A research team led by the University of California, Los Angeles (UCLA) has discovered that fragments of the spike protein from the virus responsible for COVID-19 can target and kill specific immune cells. This study, published in the Proceedings of the National Academy of Sciences, highlights how these viral fragments interact with the immune system, potentially explaining the depletion of crucial immune cells in patients with severe COVID-19.
This investigation reveals that when human immune enzymes break down the spike protein of SARS-CoV-2, certain resulting fragments can disrupt the membranes of human immune cells. The findings indicate that these fragments preferentially attack shaped cells, specifically targeting sentinel and killer cells, which are critical for the body’s defense against infections.
Understanding the Impact of Spike Protein Fragments
The team of nearly three dozen scientists from various disciplines, including engineers, microbiologists, and immunologists, found that the fragments accumulate on cells with specific membrane characteristics. Co-corresponding author Gerard Wong, a professor of bioengineering at UCLA, noted that rather than interacting with receptor proteins, the fragments exploit the curvature of cell membranes. This mechanism allows them to breach the membranes of cells that are already activated by the virus.
In particular, the study identified two types of immune cells under attack: dendritic cells, which serve as early-warning sentinels detecting viral threats, and T cells, which are responsible for eliminating infected cells. “The viral fragments kill exactly the important types of immune cells that get clobbered in serious COVID-19,” Wong explained. He emphasized that the number of T cells is often measured in patients to assess the severity of the disease.

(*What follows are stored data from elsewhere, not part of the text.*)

PR #1057, opened 2025-07-08
feat(ntx): complete the rework

### LINKED ISSUE #870: Generalize `SubmitNetworkNotes`

### LINKED ISSUE #874: Track network notes from when they enter the mempool

### LINKED ISSUE #877: Feed new block headers to NTB

Mirko-von-Leipzig:
This PR adds the final pieces of the network transaction builder rework.

This PR (re)implements:
- the transaction execution process, and
- adds this to the main system loop

There is an inherent sync problem on startup because the ntx builder wants to subscribe to the mempool which in turn requires that the block-producer gRPC server is active. However we don't want block-production to begin because this would cause a desync between mempool and ntx. This PR solves this by adding a barrier as a checkpoint. This only works in bundled mode of course, but should be sufficient until we have more robust/decoupled components.

This PR also removes everything related to the previous implementation that was no longer required.

Closes #877 and closes #874 and closes #870.


crates/ntx-builder/src/transaction.rs
```diff
@@ -0,0 +1,206 @@
...
+            None => return Err(DataStoreError::other("no reference block requested")),
+        }
+
+        Ok((
+            self.account.clone(),
+            None,
+            self.genesis_header.clone(),
+            // TODO: is this correct or should one actually construct it from the genesis header
+            PartialBlockchain::default(),
+        ))
```
Mirko-von-Leipzig: Are these `TODO` fine as is? My understanding was that we only require the genesis block because we treat all notes as unauthenticated.

crates/ntx-builder/src/block_producer.rs
```diff
@@ -53,7 +53,35 @@ impl BlockProducerClient {
...
+                    // exponential backoff with base 500ms and max 30s
+                    let backoff = Duration::from_millis(500)
+                        .saturating_mul(1 << retry_counter)
+                        .min(Duration::from_secs(30));
+
+                    tracing::warn!(
+                        ?backoff,
+                        %retry_counter,
+                        %err,
+                        "store connection failed while fetching genesis header, retrying"
```
igamigo: This message does not look right

crates/ntx-builder/src/builder/mod.rs
```diff
@@ -135,6 +79,12 @@ impl NetworkTransactionBuilder {
         let mut inflight = JoinSet::new();
         let mut inflight_idx = HashMap::new();
 
+        let context = crate::transaction::NtxContext {
+            block_producer: block_producer.clone(),
```
igamigo, line 84: nit: Is this clone needed? Doesn't look like it at first sight

crates/ntx-builder/src/transaction.rs
```diff
@@ -0,0 +1,206 @@
...
+#[async_trait::async_trait(?Send)]
+impl DataStore for NtxDataStore {
+    async fn get_transaction_inputs(
+        &self,
+        account_id: AccountId,
+        ref_blocks: BTreeSet<BlockNumber>,
+    ) -> Result<(Account, Option<Word>, BlockHeader, PartialBlockchain), DataStoreError> {
+        if self.account.id() != account_id {
+            return Err(DataStoreError::AccountNotFound(account_id));
+        }
```
igamigo, line 232: Feels like this should never happen so I wonder if it should be an `assert!()` instead

crates/ntx-builder/src/transaction.rs
```diff
@@ -0,0 +1,206 @@
...
+
+        match ref_blocks.last().copied() {
+            Some(BlockNumber::GENESIS) => {},
+            Some(other) => return Err(DataStoreError::BlockNotFound(other)),
+            // TODO: is this fine to do?
+            None => return Err(DataStoreError::other("no reference block requested")),
```
igamigo: Same here

crates/ntx-builder/src/transaction.rs
igamigo: As for this `TODO`, I think it is indeed correct. I was under the impression we would always want to execute against the latest headers (I think I validated this with Bobbin in one of the issues/PRs), though, but not sure if this is actually beneficial somehow. My initial thought was that it might not be possible to consume the notes (even if not authenticated) against an older block, though I never validated this.

crates/block-producer/src/block_builder/mod.rs
```diff
@@ -411,12 +330,8 @@ impl TelemetryInjectorExt for ProposedBlock {
...
         );
 
-        let num_batch_created_notes = self.output_note_batches().len();
-        span.set_attribute(
-            "block.batches.output_notes.count",
-            u32::try_from(num_batch_created_notes)
-                .expect("should have less than u32::MAX batch output notes"),
-        );
+        let num_batch_created_notes: usize = self.output_note_batches().iter().map(Vec::len).sum();
+        span.set_attribute("block.batches.output_notes.count", num_batch_created_notes);
```
Mirko-von-Leipzig: This is an unrelated bug I found while running client integration tests.

crates/ntx-builder/src/transaction.rs
Mirko-von-Leipzig: I considered that; but decided I shouldn't make that kind of assumption about the inner execution mechanics and lets the error bubble where it might get more context.

crates/ntx-builder/src/transaction.rs
```diff
@@ -114,12 +114,18 @@ impl NtxContext {
...
                     .map(|id| notes.iter().find(|note| note.id() == id).unwrap())
                     .cloned()
-                    .collect();
+                    .collect::<Vec<InputNote>>();
+
+                if notes.is_empty() {
+                    let err =
+                        error.map(|err| err.as_report()).unwrap_or_else(|| "None".to_string());
+                    tracing::warn!(%err, "all network notes failed");
+                }
```
igamigo: Just in case, `successful_notes` or `notes` being empty at this point does not neessarily mean all notes are not executable against the account, but rather that one note failed, which exits the check altogether. I think this prompted [this issue](https://github.com/0xMiden/miden-base/issues/1403).

Mirko-von-Leipzig: Ah wait so this would just mean the very first note failed, for example, and the rest never got evaluated?

igamigo: Correct, this could be the case AFAIU

Mirko-von-Leipzig: I guess options are:

- shuffle notes each time
- retry and rotate until we are out of rotations
- drop notes in the naughty bin (but this is effectively rotation with extra steps)

crates/ntx-builder/src/transaction.rs
Mirko-von-Leipzig: @bobbinth could you confirm that we want the later block MMR?

We do have the block headers coming in from the mempool, but I thought one can't append new commitments to a partial MMR. If so, how would one update the local partial mmr with the new header? Maybe I've just missed that API.

crates/ntx-builder/src/transaction.rs
Mirko-von-Leipzig: If we retry and rotate and therefore exhaust all options, we could notify the `AccountState` to invalidate/sleep the account until it gets updated again to wake it up.

Mirko-von-Leipzig: @Fumuran could you explain the current note checker behaviour? Does it iterate in order and stop at first failure?

Fumuran: Yes, right now it works like you said: we are iterating over our notes, checking their consumability. If the check succeeds, this note got pushed to the vector of the success notes (`successful_notes` here) and if not — we are returning the `Failure` with information of failed note and successfully consumed notes.

The reason why (for now) we can't just skip the failed note and continue iterating is because we can not save the VM in the intermediate state to skip the note and continue executing starting from the next one. 

Though if it is important to get the data about successful notes even if we already found the failing one, I can slightly modify the existing algorithm which will allow us to do so, but it will work only for the well known notes, because we can do the static analysis without really executing them. So we will be able to iterate over the well known notes and collect information about all passing notes and all failing notes, but we won't be able to tell anything about custom notes.

Mirko-von-Leipzig: I think that means my handling of successful notes is incorrect - I should iterate in the order of the original input notes then, and not the returned set. Which makes sense now that I think about it.

I think its fine as is for now; I just wanted clarity on the current situation. Right now we would submit the same notes, in the same order, and of course get the same failure. So I need to change things a bit.

crates/ntx-builder/src/transaction.rs
bobbinth: Since we are consuming notes as unauthenticated, this _should_ work (at least for now). But there could be some situations where this could start breaking. Fees would be one example as fee estimation would be much easier if the reference block is close to the tip. Also, expiring transactions won't work with the genesis block - though, we are not creating such transactions in the NTB. So, generally, it would be much better to execute transactions against the latest known block (though, being close to the tip is good enough).

> We do have the block headers coming in from the mempool, but I thought one can't append new commitments to a partial MMR. If so, how would one update the local partial mmr with the new header? Maybe I've just missed that API.

We should be able to add new data to the partial MMR and it would look exactly like the full MMR (this is one of the beauties of the MMR data structure - we can extend it w/o needing to know most the underling data). This can be done via the `PartialMmr::add()` method.

crates/ntx-builder/src/transaction.rs
bobbinth: I actually think that it should be the responsibility of the `NoteConsumptionChecker` to figure out what sequence of notes is consumable. Right now we use a very naive algorithm, but ideally it would work something like this:

- We send a sequence of $n$ notes to it.
- It figures out the biggest subset notes that can be executed in a specific sequences and returns them back.

In the future, it may even take fees into the account.

So, my thinking is that it doesn't need to be the concern of the node.

crates/ntx-builder/src/block_producer.rs
bobbinth: Yes, I think this needs to be updated.

crates/ntx-builder/src/store.rs
```diff
@@ -49,16 +51,40 @@ impl StoreClient {
         Self { inner: store }
     }
 
-    /// Returns the latest block's header from the store.
-    #[allow(dead_code)]
-    #[instrument(target = COMPONENT, name = "store.client.latest_header", skip_all, err)]
-    pub async fn latest_header(&self) -> Result<BlockHeader, StoreError> {
+    #[instrument(target = COMPONENT, name = "store.client.genesis_header", skip_all, err)]
+    pub async fn genesis_header_with_retry(&self) -> Result<BlockHeader, StoreError> {
```
bobbinth, line 55: What was the motivation for introducing this and the other retry endpoints? We were trying to fetch the header before the store became available?

crates/ntx-builder/src/transaction.rs
bobbinth, line 1: nit: would be great to add a few section separators to this file, and maybe some more comments.

crates/ntx-builder/src/transaction.rs
Mirko-von-Leipzig: I've pushed a commit which tracks the latest MMR. Integration tests still pass.

crates/ntx-builder/src/state/mod.rs
```diff
@@ -27,12 +28,25 @@ pub struct TransactionCandidate {
     pub account: Account,
     /// A set of notes addressed to this network account.
     pub notes: Vec<NetworkNote>,
+    /// The latest locally committed block header.
+    ///
+    /// This should be used as the reference block during transaction execution. It is guaranteed
+    /// to be tracked by `chain_mmr`.
+    pub chain_tip: BlockHeader,
+    /// The chain MMR, which includes the `chain_tip`'s block.
+    pub chain_mmr: PartialBlockchain,
```
bobbinth: This may be OK for now, but cloning `PartialBlockchain` will get expensive as we add more and more block headers into it. Ideally, we should keep only the latest $n$ block headers in it (for relatively small $n$ - i.e., less than 100), but I don't think `PartialBlockchain` exposes any methods for pruning its internal state (e.g., would be great to be able to say prune all data before block $x$). cc @PhilippGackstatter - maybe we should add something like this in `miden-base` (or might even have to do it in `miden-crypto`).

Even if we keep only the last $n$ block headers in the partial blockchain, cloning it may still get expensive (it could still be as big as dozens of KB) - so, regardless of pruning, I wonder if we should be passing it as a reference (or maybe `Arc` or `Arc<Mutex>` if we need to keep it mutable.

crates/ntx-builder/src/state/mod.rs
```diff
@@ -27,12 +28,25 @@ pub struct TransactionCandidate {
     pub account: Account,
     /// A set of notes addressed to this network account.
     pub notes: Vec<NetworkNote>,
+    /// The latest locally committed block header.
+    ///
+    /// This should be used as the reference block during transaction execution. It is guaranteed
+    /// to be tracked by `chain_mmr`.
+    pub chain_tip: BlockHeader,
```
bobbinth: One thing worth clarifying si whether `chain_tip` is already in the `chain_mmr` or not (I think it isn't).

bobbinth (commented):
Thank you! Looks good. Not a full review yet, but I left some comments inline.

crates/ntx-builder/src/state/mod.rs
Mirko-von-Leipzig: I assumed this structure was cheap because the API for `DataStore` means you always have to clone it.

We'll have to think about this because `Arc<Mutex>` will really lock things down if you have many txs.

crates/ntx-builder/src/store.rs
Mirko-von-Leipzig: Yes, basically on startup we should always retry until the other component is up.

At some stage this would ideally be some sort of extension method that one could apply on any gRPC method e.g.

```rust
store.genesis_header().auto_retry().await
```

which is something I was hoping we could get to once we standardize our clients and servers a bit more.

crates/ntx-builder/src/state/mod.rs
Mirko-von-Leipzig: It should be possible to safely mutate and share in theory because its an append only structure.

As an example, if we design it as a graph where nodes are connected via `Arc<Child>`, then a caller can keep a subgraph open by retaining the pointer(s). Pruning the graph would consist of dropping the nodes within the `PartialBlockchain` itself, but the nodes would continue to exist and work until all users have dropped their copies.

crates/ntx-builder/src/builder/mod.rs
Mirko-von-Leipzig: Its sneaky but its required because the mempool event stream subscription above it actually holds a mutable reference to the original client instance.

crates/ntx-builder/src/state/mod.rs
Mirko-von-Leipzig: That said, the shortest route is using references internally in the interfaces, and then externally one would decide to use either clone or arc + mutex.

crates/ntx-builder/src/transaction.rs
Mirko-von-Leipzig: Agreed; but what should we do right now? We can

1. ignore and this will lead to retrying accounts indefinitely, or
2. drop the notes entirely, or
3. mark the account as kaputt within the state until it gets another note

(3) sounds good, but isn't trivial to implement.

igamigo: Isn't pushing the notes back at the end of the queue for that network account viable? I think that's what I did before. Next attempts will try using all other notes before retrying the failed note.

> 2. drop the notes entirely, or

Maybe not a bad alternative to drop the failing note since it's an early iteration anyway.

> 3. mark the account as kaputt within the state until it gets another note

How would this work? Essentially for a transaction candidate, you get a set of 0 to 50 notes that you are trying to consume with an account. Out of those, any of them could fail so you end up with 3 sets of notes:

- the successful notes
- the one failing note (if any)
- the set of notes that were not tested because the check halted on the failing note 

We probably want to execute the successful ones anyway (as it's being done), but next attempt for the account should likely not involve the note that failed and instead continue with the untested notes. This was my thinking originally but I may be missing something.

crates/ntx-builder/src/state/mod.rs
bobbinth: I think if we can prune the historical data, it solves the problem for the immediate (and maybe even medium-term) future. So, if `Arc<Mutext>` causes complications now, I wouldn't worry about it. But we should implement pruning sooner rather than later.

Basically, we don't want the `PartialMmr` to contain 100K+ block headers and then clone that for every transaction.

crates/ntx-builder/src/transaction.rs
bobbinth: Yeah, I think 3 sounds too drastic (i.e., if one note failed doesn't mean we should kaputt the entire account).

I think a variation of 2 would work + what @igamigo suggested could work - but not sure how much more complexity it adds:

- If a note failed, rotate it to the back of the list so that next time it would be the last one in the list to try to execute.
- If it failed for the second time, remove it from the list entirely.

In the future, we could get more sophisticated (e.g., adding retry count, some backoff strategy etc.).

Mirko-von-Leipzig: I've cheated a bit and simply shuffle the note vector each time before execution.

Rotating would require a bit more book-keeping because the notes are currently a `BTreeMap` and not something rotatable. Its of course possible but not something I'd like to do on the fly.

crates/ntx-builder/src/state/mod.rs
Mirko-von-Leipzig: I've reverted to using the genesis block for now. I'll create an issue to revisit this once we've added pruning to `base`.

Mirko-von-Leipzig:
I've reverted to using genesis as the reference block, and to avoid blocking an account by a faulty first note I've added note shuffling.

crates/ntx-builder/src/store.rs
bobbinth: Should we create an issue about this?

crates/ntx-builder/src/transaction.rs
```diff
@@ -0,0 +1,256 @@
...
+                .expect("runtime should be built");
+
+            rt.block_on(async move {
+                let mut notes = notes
+                    .into_iter()
+                    .map(|note| InputNote::Unauthenticated { note: note.into() })
+                    .collect::<Vec<_>>();
+                // We shuffle the notes here to prevent having a failing note always in front.
+                notes.shuffle(&mut rand::rng());
+                let notes = InputNotes::new(notes).map_err(NtxError::InputNotes)?;
```
bobbinth, line 86: Not for this PR: it may be convenient to have something like `InputNotes::from_unauthenticated_notes(Vec<Note>)` constructor in `miden-base`. cc @PhilippGackstatter and @Fumuran.

crates/ntx-builder/src/transaction.rs
```diff
@@ -0,0 +1,256 @@
...
+            )
+            .await
+        {
+            Ok(NoteAccountExecution::Success) => notes,
+            Ok(NoteAccountExecution::Failure { successful_notes, error, .. }) => {
+                let notes = successful_notes
+                    .into_iter()
+                    .map(|id| notes.iter().find(|note| note.id() == id).unwrap())
+                    .cloned()
+                    .collect::<Vec<InputNote>>();
```
bobbinth, line 137: Not for this PR: I wonder if `NoteConsumptionChecker` should return successful notes as `Vec<Note>` for convenience. cc @Fumuran.

bobbinth (approved):
All looks good! Thank you! I left a couple of comments inline - but they are for potential improvements in `miden-base`.

crates/ntx-builder/src/transaction.rs
bobbinth: I think this may be covered by our list of future improvements - but I think it may be good to create a dedicated issue for this.

bobbinth:
I think I broke something telemetry-related by merging `next` into this PR. @sergerad - could you take a look?

crates/ntx-builder/src/transaction.rs
Mirko-von-Leipzig: #1071 maybe?

crates/ntx-builder/src/store.rs
Mirko-von-Leipzig: #1072

crates/ntx-builder/src/transaction.rs
Mirko-von-Leipzig: Please, this would be useful :)

I was actually thinking the return type could always be:

```rust
struct NoteCheckResult {
    pub successful: Vec<Note>,
    pub remainder: Vec<Note>,
    pub error: Option<Err>,
}
```

Though maybe one still needs the overall `Result` wrapper depending on the inner failure reasons..

But essentially I thought `Result::Err` would be the same as `successful.is_empty()` at the moment.

crates/ntx-builder/src/transaction.rs
Fumuran: Created an issue: https://github.com/0xMiden/miden-base/issues/1565

crates/ntx-builder/src/transaction.rs
Fumuran: Created an issue: https://github.com/0xMiden/miden-base/issues/1566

Insights into the Omicron Variant
The study also examined the omicron variant, which has been shown to be highly transmissible yet generally less severe than earlier strains. Researchers compared fragments from the spike proteins of both the original virus and the omicron variant. They found that the omicron fragments were significantly less effective at damaging dendritic and T cells, which may help explain the variant’s milder symptoms.
Former UCLA postdoctoral researcher Yue Zhang, now an assistant professor at Westlake University in China, remarked, “No one could really explain why [omicron] replicated as fast as the original strain but generally did not cause infections that were as serious.” The team’s findings suggest that the immune system may remain more intact in patients infected with omicron, leading to less severe outcomes.

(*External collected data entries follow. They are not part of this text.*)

PR #1058, opened 2025-07-08
Remove unused ntx_builder initialization and related dead code from server

Galoretka:
This commit removes an unused initialization of the ntx_builder variable in the BlockProducer::serve function, as well as all related dead code in the server module. The ntx_builder client was previously created but never used in this context, which could cause confusion and reduce code clarity. The codebase is now cleaner and easier to maintain, with no impact on the server's core logic or functionality.


Mirko-von-Leipzig:
Thanks @Galoretka but this was done intentionally, the PR #1057 already addresses this.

The implications of this research extend to understanding the diverse range of fragments that SARS-CoV-2 can produce. The scientists discovered that no single fragment is solely responsible for the observed effects; instead, a combination of different fragments can work together to exert their impact on immune cells.
Research indicates that these viral fragments might exacerbate conditions in individuals with pre-existing inflammatory or autoimmune diseases. Wong highlighted the complexity of how these fragments interact with immune enzymes, which can vary significantly among individuals and may explain the wide range of COVID-19 symptoms, even in healthy patients.
As the researchers move forward, they intend to explore further the effects of SARS-CoV-2 protein fragments on the body. Their future inquiries will include long-term consequences of COVID-19 and its effects on various health outcomes, including cardiovascular damage and conditions resembling arthritis and lupus.
This study was supported by funding from the National Science Foundation, the National Institutes of Health, and several other organizations. The collaborative effort involves experts from universities and research institutions across the United States, China, Germany, India, and Italy, underscoring the global nature of scientific inquiry into COVID-19.
With these findings, researchers are poised to broaden their understanding of how COVID-19 impacts human health, emphasizing the importance of studying not only the virus itself but also the viral remnants left in its wake.